**What to do:**
Look through the entries below for the string "empty", and copy each line where it is found.

**Data under study:**
== Segment start ==
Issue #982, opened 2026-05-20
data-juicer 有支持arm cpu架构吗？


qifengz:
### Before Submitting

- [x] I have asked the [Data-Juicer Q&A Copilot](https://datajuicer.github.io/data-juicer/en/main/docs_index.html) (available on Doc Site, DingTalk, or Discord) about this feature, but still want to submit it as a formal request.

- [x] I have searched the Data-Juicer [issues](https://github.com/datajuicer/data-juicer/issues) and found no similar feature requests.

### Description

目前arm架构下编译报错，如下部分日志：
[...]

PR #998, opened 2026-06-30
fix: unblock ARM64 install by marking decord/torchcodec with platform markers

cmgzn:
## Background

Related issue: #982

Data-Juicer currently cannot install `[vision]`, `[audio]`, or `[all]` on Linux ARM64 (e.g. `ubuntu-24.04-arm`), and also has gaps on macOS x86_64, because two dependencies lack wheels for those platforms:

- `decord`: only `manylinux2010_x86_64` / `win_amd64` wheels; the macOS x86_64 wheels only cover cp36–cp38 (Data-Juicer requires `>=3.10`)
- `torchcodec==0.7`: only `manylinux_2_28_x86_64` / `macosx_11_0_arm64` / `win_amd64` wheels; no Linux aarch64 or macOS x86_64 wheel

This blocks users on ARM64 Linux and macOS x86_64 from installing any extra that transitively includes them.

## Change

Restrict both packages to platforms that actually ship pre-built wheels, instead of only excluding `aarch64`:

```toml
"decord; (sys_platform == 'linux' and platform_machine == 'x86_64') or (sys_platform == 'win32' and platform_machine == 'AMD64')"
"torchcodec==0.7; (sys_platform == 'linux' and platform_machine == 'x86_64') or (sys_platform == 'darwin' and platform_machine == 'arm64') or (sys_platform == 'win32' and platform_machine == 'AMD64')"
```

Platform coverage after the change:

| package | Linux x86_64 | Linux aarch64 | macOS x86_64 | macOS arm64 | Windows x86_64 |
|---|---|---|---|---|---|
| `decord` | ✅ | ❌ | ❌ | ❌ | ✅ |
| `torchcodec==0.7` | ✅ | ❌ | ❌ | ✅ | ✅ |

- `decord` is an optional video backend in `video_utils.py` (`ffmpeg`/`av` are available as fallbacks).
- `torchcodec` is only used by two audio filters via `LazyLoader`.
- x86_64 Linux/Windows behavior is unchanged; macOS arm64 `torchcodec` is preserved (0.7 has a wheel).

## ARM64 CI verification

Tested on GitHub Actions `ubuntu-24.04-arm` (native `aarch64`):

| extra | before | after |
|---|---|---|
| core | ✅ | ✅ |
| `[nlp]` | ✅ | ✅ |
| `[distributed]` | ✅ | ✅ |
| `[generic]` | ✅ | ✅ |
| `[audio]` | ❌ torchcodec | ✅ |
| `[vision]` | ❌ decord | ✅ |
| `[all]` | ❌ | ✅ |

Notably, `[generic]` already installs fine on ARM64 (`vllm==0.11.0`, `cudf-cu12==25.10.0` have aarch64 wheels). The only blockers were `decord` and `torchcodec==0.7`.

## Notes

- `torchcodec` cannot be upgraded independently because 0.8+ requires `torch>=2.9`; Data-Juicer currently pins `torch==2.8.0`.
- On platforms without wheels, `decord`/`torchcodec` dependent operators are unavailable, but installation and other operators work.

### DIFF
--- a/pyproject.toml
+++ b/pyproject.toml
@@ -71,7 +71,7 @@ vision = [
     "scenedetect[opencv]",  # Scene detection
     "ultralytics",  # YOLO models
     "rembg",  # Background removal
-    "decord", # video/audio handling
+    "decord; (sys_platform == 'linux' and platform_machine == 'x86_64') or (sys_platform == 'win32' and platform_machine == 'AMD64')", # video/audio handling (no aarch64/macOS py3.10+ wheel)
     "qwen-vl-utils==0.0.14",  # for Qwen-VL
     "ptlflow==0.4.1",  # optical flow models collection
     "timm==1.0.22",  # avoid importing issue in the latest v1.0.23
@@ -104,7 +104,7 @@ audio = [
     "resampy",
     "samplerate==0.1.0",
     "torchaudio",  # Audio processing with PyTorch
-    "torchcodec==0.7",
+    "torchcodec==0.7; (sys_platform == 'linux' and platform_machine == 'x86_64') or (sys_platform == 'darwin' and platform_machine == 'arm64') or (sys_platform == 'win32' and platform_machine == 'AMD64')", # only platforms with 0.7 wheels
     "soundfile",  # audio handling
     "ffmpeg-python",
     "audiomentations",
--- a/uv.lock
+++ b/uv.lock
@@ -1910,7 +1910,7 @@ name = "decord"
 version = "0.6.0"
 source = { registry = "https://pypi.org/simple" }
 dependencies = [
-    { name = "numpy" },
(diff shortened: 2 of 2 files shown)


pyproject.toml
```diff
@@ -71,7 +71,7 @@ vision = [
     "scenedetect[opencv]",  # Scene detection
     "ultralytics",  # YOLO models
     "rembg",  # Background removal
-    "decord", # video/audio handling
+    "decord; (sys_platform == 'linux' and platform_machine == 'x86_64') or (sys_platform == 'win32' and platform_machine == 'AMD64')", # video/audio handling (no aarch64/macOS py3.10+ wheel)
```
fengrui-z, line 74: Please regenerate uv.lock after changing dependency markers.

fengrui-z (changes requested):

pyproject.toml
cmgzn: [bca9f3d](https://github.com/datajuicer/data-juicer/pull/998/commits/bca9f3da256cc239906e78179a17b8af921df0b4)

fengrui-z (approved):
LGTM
== Segment end ==
== Segment start ==
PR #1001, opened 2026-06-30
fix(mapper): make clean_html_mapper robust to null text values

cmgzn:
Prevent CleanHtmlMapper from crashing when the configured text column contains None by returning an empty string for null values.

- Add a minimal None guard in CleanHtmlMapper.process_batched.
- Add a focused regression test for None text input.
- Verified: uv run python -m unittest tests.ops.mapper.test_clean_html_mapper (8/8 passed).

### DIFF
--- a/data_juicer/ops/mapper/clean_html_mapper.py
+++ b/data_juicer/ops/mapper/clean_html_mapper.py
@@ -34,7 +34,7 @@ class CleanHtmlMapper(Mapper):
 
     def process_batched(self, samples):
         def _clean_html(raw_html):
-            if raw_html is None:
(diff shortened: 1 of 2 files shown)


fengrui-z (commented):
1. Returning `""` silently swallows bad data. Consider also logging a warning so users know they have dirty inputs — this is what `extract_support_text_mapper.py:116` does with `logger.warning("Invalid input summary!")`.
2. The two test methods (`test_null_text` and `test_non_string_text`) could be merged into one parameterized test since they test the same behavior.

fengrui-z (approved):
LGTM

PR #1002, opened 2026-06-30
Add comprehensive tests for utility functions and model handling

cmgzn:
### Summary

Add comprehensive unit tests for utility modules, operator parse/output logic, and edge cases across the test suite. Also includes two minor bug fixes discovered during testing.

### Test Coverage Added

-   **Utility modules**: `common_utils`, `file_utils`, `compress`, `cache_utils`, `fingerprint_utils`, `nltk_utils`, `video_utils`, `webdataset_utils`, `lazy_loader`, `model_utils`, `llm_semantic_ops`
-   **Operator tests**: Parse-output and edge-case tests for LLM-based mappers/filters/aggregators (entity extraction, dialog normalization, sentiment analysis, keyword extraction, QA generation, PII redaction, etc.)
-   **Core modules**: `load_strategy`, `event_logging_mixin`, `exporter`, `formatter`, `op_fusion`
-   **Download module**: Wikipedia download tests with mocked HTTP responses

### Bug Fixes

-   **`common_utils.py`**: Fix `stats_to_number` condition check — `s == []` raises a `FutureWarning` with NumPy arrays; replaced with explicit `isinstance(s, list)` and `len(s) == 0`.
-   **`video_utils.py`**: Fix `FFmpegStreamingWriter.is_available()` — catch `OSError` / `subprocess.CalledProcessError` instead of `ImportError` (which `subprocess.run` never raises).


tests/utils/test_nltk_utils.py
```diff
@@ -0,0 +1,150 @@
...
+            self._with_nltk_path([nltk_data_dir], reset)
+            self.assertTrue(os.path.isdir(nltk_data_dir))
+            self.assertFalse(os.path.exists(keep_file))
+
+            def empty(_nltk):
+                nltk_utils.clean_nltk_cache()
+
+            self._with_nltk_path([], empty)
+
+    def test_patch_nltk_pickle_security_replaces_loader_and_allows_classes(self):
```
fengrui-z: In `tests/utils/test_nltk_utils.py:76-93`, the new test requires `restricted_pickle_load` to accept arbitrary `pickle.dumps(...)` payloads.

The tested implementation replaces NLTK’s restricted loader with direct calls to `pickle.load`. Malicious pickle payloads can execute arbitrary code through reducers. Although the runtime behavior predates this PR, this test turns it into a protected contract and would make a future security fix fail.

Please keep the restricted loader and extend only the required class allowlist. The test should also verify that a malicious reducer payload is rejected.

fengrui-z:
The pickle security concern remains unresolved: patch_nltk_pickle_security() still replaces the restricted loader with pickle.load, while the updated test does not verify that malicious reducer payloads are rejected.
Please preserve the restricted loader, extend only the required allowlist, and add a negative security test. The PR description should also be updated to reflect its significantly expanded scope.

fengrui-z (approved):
== Segment end ==
**Written reply:**
Prevent CleanHtmlMapper from crashing when the configured text column contains None by returning an empty string for null values.
+            def empty(_nltk):
+            self._with_nltk_path([], empty)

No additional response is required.